=== Work item ===
For the word "constructor", work out how many lines in the records below contain it and state that count alone.

[Stored data entries]
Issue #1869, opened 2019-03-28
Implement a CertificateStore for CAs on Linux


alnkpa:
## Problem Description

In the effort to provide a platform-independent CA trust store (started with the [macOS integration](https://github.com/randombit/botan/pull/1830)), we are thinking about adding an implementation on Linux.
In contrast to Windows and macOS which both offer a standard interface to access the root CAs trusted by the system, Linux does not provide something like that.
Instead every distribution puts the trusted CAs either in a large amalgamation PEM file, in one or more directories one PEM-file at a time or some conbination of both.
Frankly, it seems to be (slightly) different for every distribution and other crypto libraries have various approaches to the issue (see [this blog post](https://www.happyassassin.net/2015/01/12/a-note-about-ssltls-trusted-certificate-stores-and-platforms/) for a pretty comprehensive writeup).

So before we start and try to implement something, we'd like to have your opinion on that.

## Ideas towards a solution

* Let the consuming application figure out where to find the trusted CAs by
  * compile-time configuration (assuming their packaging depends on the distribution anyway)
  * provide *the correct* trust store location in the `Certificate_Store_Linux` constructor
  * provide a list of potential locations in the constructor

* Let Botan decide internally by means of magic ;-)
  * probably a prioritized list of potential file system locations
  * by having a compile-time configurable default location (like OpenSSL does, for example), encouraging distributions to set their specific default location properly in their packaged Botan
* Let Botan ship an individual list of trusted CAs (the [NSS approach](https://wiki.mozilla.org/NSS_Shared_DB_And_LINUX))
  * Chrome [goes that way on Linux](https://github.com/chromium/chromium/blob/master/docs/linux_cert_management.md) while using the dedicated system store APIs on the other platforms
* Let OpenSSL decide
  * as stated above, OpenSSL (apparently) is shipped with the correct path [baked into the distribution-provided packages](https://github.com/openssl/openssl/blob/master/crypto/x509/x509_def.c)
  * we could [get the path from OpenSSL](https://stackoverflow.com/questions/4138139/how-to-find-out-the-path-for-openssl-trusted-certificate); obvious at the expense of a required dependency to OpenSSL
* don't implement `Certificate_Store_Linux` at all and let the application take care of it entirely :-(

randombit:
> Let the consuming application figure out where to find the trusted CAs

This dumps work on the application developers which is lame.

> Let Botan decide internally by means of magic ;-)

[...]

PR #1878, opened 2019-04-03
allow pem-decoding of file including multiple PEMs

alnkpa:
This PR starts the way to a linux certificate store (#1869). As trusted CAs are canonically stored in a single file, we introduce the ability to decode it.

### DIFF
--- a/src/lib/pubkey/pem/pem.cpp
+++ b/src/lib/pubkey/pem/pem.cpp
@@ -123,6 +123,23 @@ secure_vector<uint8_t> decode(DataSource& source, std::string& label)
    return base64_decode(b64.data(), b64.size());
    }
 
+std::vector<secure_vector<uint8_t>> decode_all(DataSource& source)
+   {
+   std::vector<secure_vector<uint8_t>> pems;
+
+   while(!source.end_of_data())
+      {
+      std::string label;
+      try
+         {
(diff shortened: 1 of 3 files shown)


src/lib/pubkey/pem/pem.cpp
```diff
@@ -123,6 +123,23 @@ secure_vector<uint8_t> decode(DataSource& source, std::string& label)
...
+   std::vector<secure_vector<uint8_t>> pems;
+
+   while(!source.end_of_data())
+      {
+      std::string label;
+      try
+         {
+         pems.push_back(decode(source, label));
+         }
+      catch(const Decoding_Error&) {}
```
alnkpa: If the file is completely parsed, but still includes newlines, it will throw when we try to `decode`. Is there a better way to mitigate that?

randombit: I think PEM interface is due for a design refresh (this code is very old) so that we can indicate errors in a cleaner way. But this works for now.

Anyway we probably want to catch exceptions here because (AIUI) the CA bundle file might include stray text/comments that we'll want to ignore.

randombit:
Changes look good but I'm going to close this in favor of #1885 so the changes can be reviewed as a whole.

=== Answer to this problem ===
2